**DESCRIPTION OF THE TASK**.
The records below hold a stretch from the line with "The other places" through the line with "Thanks very much for your PR!"; return exactly those lines, ends included, and nothing more.

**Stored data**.
# # # #

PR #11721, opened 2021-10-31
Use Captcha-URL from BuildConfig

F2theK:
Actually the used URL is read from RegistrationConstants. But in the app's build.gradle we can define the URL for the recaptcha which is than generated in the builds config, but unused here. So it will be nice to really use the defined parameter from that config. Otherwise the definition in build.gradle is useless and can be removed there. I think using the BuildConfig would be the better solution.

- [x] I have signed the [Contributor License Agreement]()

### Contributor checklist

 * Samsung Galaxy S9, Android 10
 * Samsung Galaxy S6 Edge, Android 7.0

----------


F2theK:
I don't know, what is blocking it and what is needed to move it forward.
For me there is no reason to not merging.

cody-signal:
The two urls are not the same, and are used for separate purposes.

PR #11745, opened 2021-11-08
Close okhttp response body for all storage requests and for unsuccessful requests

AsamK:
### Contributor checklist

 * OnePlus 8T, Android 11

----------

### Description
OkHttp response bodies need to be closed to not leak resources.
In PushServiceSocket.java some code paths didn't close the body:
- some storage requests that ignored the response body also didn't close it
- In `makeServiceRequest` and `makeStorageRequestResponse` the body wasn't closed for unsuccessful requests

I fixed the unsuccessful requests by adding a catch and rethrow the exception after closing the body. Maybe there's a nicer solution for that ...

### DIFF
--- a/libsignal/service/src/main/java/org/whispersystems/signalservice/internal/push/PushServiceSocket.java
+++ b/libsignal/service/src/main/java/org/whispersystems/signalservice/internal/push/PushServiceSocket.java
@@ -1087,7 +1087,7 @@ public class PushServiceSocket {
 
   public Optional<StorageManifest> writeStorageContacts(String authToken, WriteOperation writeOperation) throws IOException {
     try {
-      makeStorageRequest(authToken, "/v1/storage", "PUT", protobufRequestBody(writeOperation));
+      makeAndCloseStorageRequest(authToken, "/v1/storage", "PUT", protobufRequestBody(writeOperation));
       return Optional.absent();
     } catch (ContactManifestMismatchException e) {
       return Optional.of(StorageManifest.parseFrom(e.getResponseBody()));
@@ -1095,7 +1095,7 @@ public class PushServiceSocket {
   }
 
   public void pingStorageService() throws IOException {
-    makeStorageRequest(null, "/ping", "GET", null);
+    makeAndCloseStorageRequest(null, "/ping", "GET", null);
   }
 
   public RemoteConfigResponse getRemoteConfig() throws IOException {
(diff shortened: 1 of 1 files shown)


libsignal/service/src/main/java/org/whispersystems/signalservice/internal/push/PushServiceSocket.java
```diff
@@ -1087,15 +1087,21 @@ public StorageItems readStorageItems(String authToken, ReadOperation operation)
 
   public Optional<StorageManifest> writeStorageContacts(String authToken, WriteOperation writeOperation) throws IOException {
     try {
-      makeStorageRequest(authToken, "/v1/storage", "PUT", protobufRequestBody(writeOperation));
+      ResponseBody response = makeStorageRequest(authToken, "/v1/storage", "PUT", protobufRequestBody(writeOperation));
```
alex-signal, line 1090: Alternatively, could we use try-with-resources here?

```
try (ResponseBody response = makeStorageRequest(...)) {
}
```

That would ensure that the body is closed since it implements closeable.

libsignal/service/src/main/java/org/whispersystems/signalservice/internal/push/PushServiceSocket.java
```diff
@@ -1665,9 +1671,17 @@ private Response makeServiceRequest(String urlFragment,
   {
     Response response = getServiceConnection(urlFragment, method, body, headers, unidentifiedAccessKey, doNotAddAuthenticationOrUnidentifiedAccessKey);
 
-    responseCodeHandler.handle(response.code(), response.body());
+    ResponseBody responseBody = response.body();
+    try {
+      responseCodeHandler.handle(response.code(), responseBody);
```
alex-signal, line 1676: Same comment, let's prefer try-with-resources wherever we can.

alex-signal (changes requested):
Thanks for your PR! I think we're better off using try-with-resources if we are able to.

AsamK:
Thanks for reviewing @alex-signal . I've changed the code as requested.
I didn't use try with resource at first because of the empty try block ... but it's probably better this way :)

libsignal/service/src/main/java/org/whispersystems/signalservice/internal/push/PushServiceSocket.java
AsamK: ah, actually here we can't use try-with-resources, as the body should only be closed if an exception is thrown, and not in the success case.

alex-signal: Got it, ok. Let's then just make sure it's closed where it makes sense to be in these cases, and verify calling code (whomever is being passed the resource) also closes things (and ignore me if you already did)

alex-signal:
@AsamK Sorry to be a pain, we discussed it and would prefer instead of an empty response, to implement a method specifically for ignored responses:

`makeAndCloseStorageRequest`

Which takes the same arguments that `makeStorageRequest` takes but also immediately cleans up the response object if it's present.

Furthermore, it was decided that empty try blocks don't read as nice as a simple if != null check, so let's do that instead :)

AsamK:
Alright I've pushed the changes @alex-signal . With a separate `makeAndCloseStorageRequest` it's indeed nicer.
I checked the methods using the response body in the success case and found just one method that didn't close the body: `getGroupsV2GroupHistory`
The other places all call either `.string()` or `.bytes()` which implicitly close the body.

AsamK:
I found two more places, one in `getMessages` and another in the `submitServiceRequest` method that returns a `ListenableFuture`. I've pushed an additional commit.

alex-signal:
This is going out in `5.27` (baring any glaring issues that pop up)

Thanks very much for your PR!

# # # #

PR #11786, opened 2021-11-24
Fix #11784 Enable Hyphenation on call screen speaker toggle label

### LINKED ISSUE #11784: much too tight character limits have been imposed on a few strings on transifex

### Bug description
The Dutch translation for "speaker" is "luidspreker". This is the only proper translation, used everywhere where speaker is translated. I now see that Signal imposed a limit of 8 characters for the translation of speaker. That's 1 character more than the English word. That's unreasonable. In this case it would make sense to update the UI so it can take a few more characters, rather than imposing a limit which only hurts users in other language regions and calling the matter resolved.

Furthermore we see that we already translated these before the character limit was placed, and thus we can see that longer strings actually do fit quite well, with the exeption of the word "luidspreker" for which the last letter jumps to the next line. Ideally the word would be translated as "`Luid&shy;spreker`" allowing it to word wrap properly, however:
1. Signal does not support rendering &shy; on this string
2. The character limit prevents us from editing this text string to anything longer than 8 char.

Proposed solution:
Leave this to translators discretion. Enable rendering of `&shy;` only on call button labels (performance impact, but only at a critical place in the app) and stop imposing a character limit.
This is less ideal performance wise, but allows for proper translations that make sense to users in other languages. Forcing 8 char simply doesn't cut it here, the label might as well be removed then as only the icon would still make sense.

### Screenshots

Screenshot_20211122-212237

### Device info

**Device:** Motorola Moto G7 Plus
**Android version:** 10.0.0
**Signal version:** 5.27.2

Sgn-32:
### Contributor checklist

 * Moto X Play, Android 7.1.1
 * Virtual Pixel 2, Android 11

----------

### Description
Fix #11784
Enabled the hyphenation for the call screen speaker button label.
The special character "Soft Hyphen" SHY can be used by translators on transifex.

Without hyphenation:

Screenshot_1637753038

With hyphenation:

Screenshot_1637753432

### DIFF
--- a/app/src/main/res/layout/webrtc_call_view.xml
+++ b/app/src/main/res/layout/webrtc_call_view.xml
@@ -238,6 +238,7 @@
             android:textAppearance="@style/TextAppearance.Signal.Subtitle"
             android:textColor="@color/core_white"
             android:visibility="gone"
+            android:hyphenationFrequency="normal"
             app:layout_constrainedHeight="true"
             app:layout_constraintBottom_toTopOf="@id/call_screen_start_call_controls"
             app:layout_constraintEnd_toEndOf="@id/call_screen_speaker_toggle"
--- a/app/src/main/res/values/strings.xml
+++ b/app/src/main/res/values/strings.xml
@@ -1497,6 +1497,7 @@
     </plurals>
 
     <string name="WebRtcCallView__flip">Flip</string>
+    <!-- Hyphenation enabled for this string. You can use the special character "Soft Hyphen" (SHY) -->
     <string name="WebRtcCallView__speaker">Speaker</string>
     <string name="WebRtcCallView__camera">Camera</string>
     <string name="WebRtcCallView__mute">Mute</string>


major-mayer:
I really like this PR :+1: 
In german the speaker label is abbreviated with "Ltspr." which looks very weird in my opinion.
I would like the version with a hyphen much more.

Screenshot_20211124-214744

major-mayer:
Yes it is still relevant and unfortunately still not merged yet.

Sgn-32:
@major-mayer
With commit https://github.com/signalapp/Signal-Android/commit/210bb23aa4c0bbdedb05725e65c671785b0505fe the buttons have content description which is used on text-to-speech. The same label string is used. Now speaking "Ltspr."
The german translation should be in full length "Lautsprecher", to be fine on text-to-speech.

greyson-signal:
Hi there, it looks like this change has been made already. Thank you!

# # # #

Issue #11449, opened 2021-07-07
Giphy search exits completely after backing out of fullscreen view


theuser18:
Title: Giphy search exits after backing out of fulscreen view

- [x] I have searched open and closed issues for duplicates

# # # #

**EXERCISE RESPONSE**.
The other places all call either `.string()` or `.bytes()` which implicitly close the body.

AsamK:
I found two more places, one in `getMessages` and another in the `submitServiceRequest` method that returns a `ListenableFuture`. I've pushed an additional commit.

alex-signal:
This is going out in `5.27` (baring any glaring issues that pop up)

Thanks very much for your PR!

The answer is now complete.